For Immediate Release
Kirsten Stade (202) 265-7337
Hawaii Tsunami Response Gets Mixed Federal Signals
NOAA Wants Tsunami Warning Center Relocated Where Navy Says to Evacuate
WASHINGTON - The National Oceanic and Atmospheric Administration is relocating its Pacific Tsunami Warning Center to an island in the middle of Pearl Harbor which the U.S. Navy says should be evacuated following any tsunami warning, according to documents released today by Public Employees for Environmental Responsibility (PEER). The Navy is under orders to close the only bridge accessing the island housing the new NOAA regional facility, thus compromising the ability of the tsunami warning center to function in the event of a threatened tsunami.
Under the Navy protocol that has been in effect for the past year, all naval vessels will be evacuated from Pearl Harbor following a tsunami warning. The Navy will also close the Ford Island Bridge, the only access to the new NOAA center. That bridge may be raised to allow ships out that cannot get out the other entrance, making egress to and from the NOAA offices impossible.
NOAA, on the other hand, insists that the risk of tsunami inundation at Ford Island is low despite being on the south coast of Oahu, a location with a high tsunami danger. PEER had urged that the Pacific Tsunami Warning Center be co-located with the state civil defense office on Diamondhead, well above sea level. In response to PEER questions about the suitability of siting a tsunami center on the shore of an island, NOAA quickly issued a report dismissing the likelihood of disruption from tsunamis.
After consulting a number of experts, PEER issued a detailed scientific challenge in 2009 to the NOAA report on the basis that it used inaccurate modeling, completely ignored historic data about Hawaiian tsunamis, contradicted its own scientific sources and conflicted with state and other independent experts.
PEER filed its challenge under the Data Quality Act, which requires federal agencies to only use or distribute data of the highest accuracy and completeness, and demanded the report’s retraction.
NOAA did not respond for nearly a year, until September 2010, in the form of a less than two-page letter (apparently back-dated to January) which contended the report did not have to meet quality standards because it was not “Influential Scientific Information” since it did “not have a clear impact on important public policies or private sector decisions.” NOAA also contended that the report had indeed undergone adequate review even though it could not produce a single piece of paper evidencing a peer review process, in response to a PEER Freedom of Information Act request.

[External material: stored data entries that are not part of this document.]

PR #2556, opened 2026-04-21
AirfRANS: Fourier+3L/192d+T_max=50 — full long training (exploit phase transition)

tcapelle:
## Hypothesis

The current best (PR #2540, val=0.0696) ran only 23 epochs in 30 minutes before the timeout. At epoch 22, val was ~0.19; at epoch 23, it phase-transitioned to 0.0696 — a 65% drop in a single epoch.

With the 180-minute budget, we expect 130+ epochs and potentially multiple cosine T_max=50 cycles. Each complete cycle brings the LR back to near-zero, which is when phase transitions occur. The hypothesis is that additional transitions will push the model to even deeper minima, potentially well below 0.0696.

This is the highest-priority experiment: direct exploitation of the best known configuration with maximum training time.

## Instructions

Run the following command with `--epochs 999` so training continues until the timeout:

```bash
cd target/icml2026 && python train.py \
  --dataset airfrans \
  --airfrans_task full \
  --optimizer adamw \
  --lr 5e-4 \
  --cosine_t_max 50 \
  --no-use-ema \
  --enable-fourier \
  --epochs 999 \
  --wandb_group airfrans-tmax50-longrun
```

**Key things to watch:**
- Look for additional phase transitions at epochs ~50, ~100, ~150 (T_max=50 troughs)
- Each transition should push val_primary/surface_mse lower
- Report the val metric at every epoch in your results comment — the transition dynamics are scientifically important
- If you see divergence after a transition, note the epoch and LR at that point

## Baseline

| Metric | Value |
|--------|-------|
| val_primary/surface_mse | **0.0696** (current best — PR #2540) |
| test_primary/surface_mse | 0.0877 |
| Epochs | 23 (30-min timeout, still improving) |
| W&B run | ijwvfcms |

**Reproduce baseline:**
```bash
cd target/icml2026 && python train.py --dataset airfrans --airfrans_task full --optimizer adamw --lr 5e-4 --cosine_t_max 50 --no-use-ema --enable-fourier --epochs 999
```

**External target:** 0.0043 (published SOTA). We are at 0.0696 — 16x gap remaining.

## Expected outcome

- Multiple phase transitions yielding val < 0.0696
- Each T_max=50 trough (epochs ~50, ~100, ~150) is a potential transition point
- Best case: 0.02–0.04 range after 3+ transitions

PR #2606, opened 2026-04-21
DrivAerML: 4L/256d+T_max=30 — lr=3e-4 (lower LR on winning arch)

tcapelle:
## Hypothesis

The winning DrivAerML config (PR #2550, violet) used 4L/256d with lr=5e-4 and T_max=30, achieving 12.96% val surface_rel_l2_pct at 43 epochs. The model was still converging at cutoff (LR=0.000083 at best epoch, not at trough). At 43 epochs with T_max=30, we are deep into the cosine schedule — a lower base LR of 3e-4 may settle into a more stable minimum at each trough, potentially yielding lower error as training progresses.

Hypothesis: lr=3e-4 with the same T_max=30 cosine schedule may converge more stably than lr=5e-4, especially at later troughs where the LR floor (min_lr ~ 0) combined with a lower peak LR creates finer-grained updates.

## Instructions

Use the exact winning config from PR #2550 but change `--lr 5e-4` to `--lr 3e-4`:

```bash
  --dataset drivaerml \
  --optimizer adamw \
  --lr 3e-4 \
  --cosine_t_max 30 \
  --no-use-ema \
  --enable-fourier \
  --model-layers 4 \
  --model-hidden-dim 256 \
  --model-heads 4 \
  --epochs 999 \
  --batch-size 1 \
  --max-train-batches 394 \
  --max-eval-batches 200 \
  --wandb_group drivaerml-4L256d-lr
```

## Baseline

**Current best — DrivAerML (PR #2550, violet):**
- `val_primary/surface_rel_l2_pct`: **12.96%**
- `test_primary/surface_rel_l2_pct`: 14.41%
- W&B run: 8s5i8y06 (T_max=30, 43 epochs, lr=5e-4)
- Reproduce: `cd target/icml2026 && python train.py --dataset drivaerml --optimizer adamw --lr 5e-4 --cosine_t_max 30 --no-use-ema --enable-fourier --model-layers 4 --model-hidden-dim 256 --model-heads 4 --epochs 999 --batch-size 1 --drivaerml-train-surface-points 50000 --drivaerml-eval-surface-points 50000 --max-train-batches 394 --max-eval-batches 200`

**Other baselines:**
- TandemFoil: `val_primary/surface_pressure_mae` = 75.59 (PR #2490, frieren)
- AirfRANS: `val_primary/surface_mse` = 0.0248 (PR #2556, emma)

**External target:** <3.71% (AB-UPT, ~500 epochs) — 3.5x gap remaining.

**CRITICAL flags** — must include to avoid OOM:
`--batch-size 1 --drivaerml-train-surface-points 50000 --drivaerml-eval-surface-points 50000 --max-train-batches 394 --max-eval-batches 200 --model-heads 4`


tcapelle:
STUDENT tanjiro:

## Results

| Metric | Baseline (lr=5e-4) | This run (lr=3e-4) | Delta |
|--------|-------------------|-------------------|-------|
| `val_primary/surface_rel_l2_pct` | **12.96%** (ep 43) | **13.50%** (ep 45) | +0.54% ❌ |
| `test_primary/surface_rel_l2_pct` | **14.41%** | **17.84%** | +3.43% ❌ |

**Command used:**
```bash
  --dataset drivaerml --optimizer adamw --lr 3e-4 --cosine-t-max 30 \
  --no-use-ema --enable-fourier --model-layers 4 --model-hidden-dim 256 \
  --model-heads 4 --epochs 999 --batch-size 1 \
  --wandb-group drivaerml-4L256d-lr --agent tanjiro \
  --wandb-name "tanjiro/drivaerml-4L256d-lr3e4"
```

**W&B run:** `wo8d2l1g`
**Peak memory:** DrivAerML fits comfortably on a single RTX PRO 6000 (98GB) with batch-size 1.
**Epochs completed:** 46 (hit timeout at 30 min)

## What happened

**Negative result.** lr=3e-4 does not beat the baseline lr=5e-4 within the 50-epoch/30-minute training window.

The val metric at each cosine trough tells the story:
- Trough 1 (ep ~8): 29.26%
- Trough 2 (ep ~15): 24.68%
- Trough 3 (ep ~22): 21.04%
- Trough 4 (ep ~29): 17.67%
- Trough 5 (ep ~38): 15.45%
- Trough 6 (ep ~45): **13.50%** ← best

The model is still improving ~2% per trough, so given enough training it might eventually match or beat the baseline. But the lower LR converges meaningfully slower — at the same epoch count (~43), lr=5e-4 already had 12.96% while lr=3e-4 was at 15.07% (epoch 43). The hypothesis that a lower base LR would "settle more stably" at troughs is directionally correct (the troughs are smooth) but the convergence penalty outweighs any stability benefit within our training budget.

The test metric (17.84% vs 14.41%) is notably worse, likely because test eval runs at end-of-training (epoch 46, right after a LR spike) rather than at the best-val epoch.

## Suggested follow-ups

- **Warmup from lr=5e-4 → lr=3e-4**: Instead of starting low, train with lr=5e-4 for the first few cycles then drop to 3e-4 for fine-grained convergence in later troughs.
- **Longer training budget**: lr=3e-4 might overtake given 80+ epochs — the per-trough improvement rate is steady.
- **lr=4e-4**: A smaller reduction might capture some stability benefit without the convergence penalty.

tcapelle:
ADVISOR: Closing PR #2606 because ADVISOR: Closing — lr=3e-4 gives 13.50% (worse than 12.70% baseline). lr=5e-4 confirmed optimal. Lower LR slows convergence in the training budget. DEAD END..

PR #2613, opened 2026-04-21
AirfRANS: T_max=5 (ultra-short cosine, even faster phase transitions)

tcapelle:
## Hypothesis
T_max=10 produced the best AirfRANS result (0.0248 val surface_mse, PR #2556) via a phase transition at epoch 40 where the cosine LR hits a trough. T_max=5 doubles the restart frequency, giving ~200 restarts/epoch at 1000 steps/epoch. Hypothesis: faster cycling creates more frequent phase transitions, potentially arriving earlier (around epoch 20) and possibly reaching a deeper minimum. This mirrors the TandemFoil finding where T_max=10 > T_max=15 > T_max=20 > T_max=30.

## Instructions

```bash
  --dataset airfrans \
  --airfrans_task full \
  --optimizer adamw \
  --lr 5e-4 \
  --cosine_t_max 5 \
  --no-use-ema \
  --enable-fourier \
  --epochs 999 \
  --wandb_group airfrans-tmax-ultrashort
```

This uses the 3L/192d architecture (same as the winning baseline). The phase transition may arrive earlier than epoch 40. Train through the timeout — report `val_primary/surface_mse` and the W&B run ID in PR comments. Note the epoch at which the phase transition occurred.

## Baseline

Current best metrics from BASELINE.md (PR #2556):
- **val_primary/surface_mse:** 0.0248 (target to beat)
- **W&B run:** 7qre8z5x (41 epochs, phase transition at epoch 40)
- **Architecture:** 3L/192d + Fourier + no-EMA + AdamW lr=5e-4 + T_max=10
- **Reproduce:** `cd target/icml2026 && python train.py --dataset airfrans --airfrans_task full --optimizer adamw --lr 5e-4 --cosine_t_max 10 --no-use-ema --enable-fourier --epochs 999`


tcapelle:
ADVISOR: Closing PR #2613 because ADVISOR: Closing — old T_max=5 experiment, obsolete. thorfinn, please pick up your next assignment..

“This is a case of NOAA putting its bureaucratic politics above public safety,” stated PEER Executive Director Jeff Ruch, noting that NOAA thought its Pearl Harbor tsunami report important enough to warrant issuing a press release. “It is disturbing that NOAA will not defend the accuracy of the report it is relying upon to make a very important decision affecting tsunami preparedness.”

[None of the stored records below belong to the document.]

PR #2653, opened 2026-04-21
TandemFoil: T_max=10 — cosine eta_min=1e-5 (LR floor at troughs)

tcapelle:
## Hypothesis
The current TandemFoil baseline uses cosine annealing with T_max=10 but the default eta_min is 0 (LR decays all the way to zero at each trough). Near-zero learning rates can cause the optimizer to stall in local minima between cosine cycles. Setting eta_min=1e-5 ensures the model keeps making meaningful updates even at the trough of each cosine cycle, potentially allowing it to escape shallow local minima and continue improving. This is a low-risk, low-complexity change with well-established empirical support in the literature (e.g. SGDR paper, Loshchilov & Hutter 2017).

eta_min=1e-5 relative to lr=3e-4 gives a floor of ~3.3% of peak LR — enough to keep training alive without disrupting the beneficial "restart" effect of cosine cycling.

## Instructions
Run TandemFoil training identical to the baseline but add `--cosine_eta_min 1e-5` (or equivalent flag). Keep all other hyperparameters exactly as the baseline:

```bash
  --dataset tandemfoil \
  --optimizer lion \
  --lr 3e-4 \
  --cosine_t_max 10 \
  --cosine_eta_min 1e-5 \
  --slices 64 \
  --epochs 999 \
  --wandb_group tandem-tmax10-etamin
```

If `--cosine_eta_min` flag doesn't exist, check train.py for the correct flag name (could be `--eta_min`, `--lr_min`, `--min_lr`, etc.) and adjust accordingly. The goal is to set the minimum LR at the cosine trough to 1e-5 instead of 0.

If no such flag exists at all, add it: in the cosine scheduler instantiation, set `eta_min=1e-5` directly in `CosineAnnealingLR(optimizer, T_max=..., eta_min=1e-5)`.

Report val_primary/surface_pressure_mae and compare against baseline 75.59.

## Baseline
Current best metrics from BASELINE.md:
- val_primary/surface_pressure_mae: **75.59**
- W&B run: 77yoba65
- PR: #2490 (TandemFoil: T_max=10, Lion lr=3e-4, 3L/192d, slices=64, 14 epochs)
- Reproduce command: `cd target/icml2026 && python train.py --dataset tandemfoil --optimizer lion --lr 3e-4 --cosine_t_max 10 --slices 64 --epochs 999`


tcapelle:
ADVISOR: Closing — cosine eta_min at 3L/192d is obsolete. Baseline moved to 5L/256d (52.81). ray, please pick up your next assignment.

Beyond the scientific debate, it is unclear how the Pacific Tsunami Warning Center could operate following a tsunami warning if the Navy closes the only outside access to its office and orders a “mandatory evacuation for residents of Ford Island,” as its notice indicates. Also unexplained is why the Navy expects “potential damage to ships and piers from anticipated high surge” while NOAA plans no precautions.

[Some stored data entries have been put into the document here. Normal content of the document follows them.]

PR #2641, opened 2026-04-21
DrivAerML: 4L/256d+T_max=30 — 5-epoch linear LR warmup

tcapelle:
## Hypothesis

Training starts at max LR (5e-4) which can destabilize early optimization — large gradient steps on a randomly initialized model may lead to poor initial loss landscape exploration. A 5-epoch linear warmup (0 → 5e-4) before cosine annealing begins may help the model find a better initialization landscape, leading to better convergence at the cosine annealing phase.

This is a standard training trick used in Transformers and ViTs (e.g. DeiT, MAE) that often helps when training from scratch.

## Instructions

Run from the repo root:

```bash
cd target/icml2026 && python train.py \
  --dataset drivaerml \
  --optimizer adamw \
  --lr 5e-4 \
  --cosine_t_max 30 \
  --no-use-ema \
  --enable-fourier \
  --model-layers 4 \
  --model-hidden-dim 256 \
  --model-heads 4 \
  --epochs 999 \
  --batch-size 1 \
  --drivaerml-train-surface-points 50000 \
  --drivaerml-eval-surface-points 50000 \
  --max-train-batches 394 \
  --max-eval-batches 200 \
  --warmup-epochs 5 \
  --wandb_group drivaerml-4L256d-training-tricks
```

**Note:** If `--warmup-epochs` doesn't exist, check `train.py` for the warmup flag name (may be `--lr-warmup-epochs`, `--warmup_epochs`, etc.) and use the correct flag.

## Baseline

- **Primary metric:** `val_primary/surface_rel_l2_pct` (lower is better)
- **Current best:** 12.70% (val) / 13.54% (test)
- **Best PR:** #2593 (shinji — Fourier+4L/256d+no-EMA+T_max=30, 45 epochs, AdamW lr=5e-4)
- **W&B run:** 3aaevlho (45 epochs, still converging at epoch cap)
- **Reproduce baseline:** `cd target/icml2026 && python train.py --dataset drivaerml --optimizer adamw --lr 5e-4 --cosine_t_max 30 --no-use-ema --enable-fourier --model-layers 4 --model-hidden-dim 256 --model-heads 4 --epochs 999 --batch-size 1 --drivaerml-train-surface-points 50000 --drivaerml-eval-surface-points 50000 --max-train-batches 394 --max-eval-batches 200`

**CRITICAL OOM flags** (must include all of these):
- `--batch-size 1`
- `--drivaerml-train-surface-points 50000`
- `--drivaerml-eval-surface-points 50000`
[...]

PR #2660, opened 2026-04-21
DrivAerML: 4L/256d+T_max=30 — 5-epoch cosine warmup (--warmup-steps 1000)

tcapelle:
## Hypothesis

The current best model starts training at full lr=5e-4 immediately. A warmup phase (lr: 0 → 5e-4 linearly over the first ~5 epochs, then cosine decay with T_max=30) should stabilize early training by preventing large gradient updates before the model has oriented itself. Warmup is standard practice in transformer training and may smooth out early instability in the DrivAerML regime.

Note: tanjiro (#2641) is testing warmup via `--warmup-epochs`. This PR uses `--warmup-steps 1000` instead — a different interface that may be available. Report all flags you tried and which ones were accepted.

## Instructions

Run the standard 4L/256d DrivAerML config adding `--warmup-steps 1000` (approx 5 epochs at 394 batches/epoch = ~1970 steps, so 1000 steps ≈ 2.5 epochs of warmup):

```bash
  --dataset drivaerml \
  --optimizer adamw \
  --lr 5e-4 \
  --cosine_t_max 30 \
  --no-use-ema \
  --enable-fourier \
  --model-layers 4 \
  --model-hidden-dim 256 \
  --model-heads 4 \
  --epochs 999 \
  --batch-size 1 \
  --max-train-batches 394 \
  --max-eval-batches 200 \
  --warmup-steps 1000 \
  --wandb_group drivaerml-4L256d-warmup
```

If `--warmup-steps` is not recognised, try `--warmup-epochs 5`. If neither works, try `--warmup_steps 1000` or `--warmup_epochs 5` (underscore variant). Report every flag tried and every error message.

If no warmup flag exists at all, run the baseline command and note that warmup is not supported by train.py.

## Baseline

- **Current best:** 12.70% (val) / 13.54% (test) — PR #2593
- **Configuration:** 4L/256d, T_max=30, AdamW lr=5e-4, no-EMA, Fourier, 45 epochs
- **Baseline W&B run:** 3aaevlho
- **Reproduce baseline:**
  ```
  ```

## CRITICAL OOM Flags

Always include these or you will OOM:
```
--batch-size 1 --drivaerml-train-surface-points 50000 --drivaerml-eval-surface-points 50000 --max-train-batches 394 --max-eval-batches 200 --model-heads 4
```


tcapelle:
ADVISOR: Closing PR #2660 because ADVISOR: Closing — DrivAerML baseline shifted to 5.73% (4L/384d, PR #2602). All 4L/256d experiments are now obsolete — the best 4L/256d result was 11.97%. Width scaling is the dominant lever. Redirecting your GPU to 4L/384d experiments. You'll receive a new assignment shortly..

“Common sense dictates that you do not put a tsunami detection center where it is itself vulnerable to a tsunami,” stated Ruch, pointing out that many factors, such as earthquake aftershocks and the need to warn coastal populations throughout the Pacific Basin endangered by a tsunami after it passes Hawaii, mean that the tsunami warning center needs to be fully operational long after the first wave hits Pearl Harbor. “Recent events demonstrate the prudence of erring on the side of caution when dealing with these epic natural forces.”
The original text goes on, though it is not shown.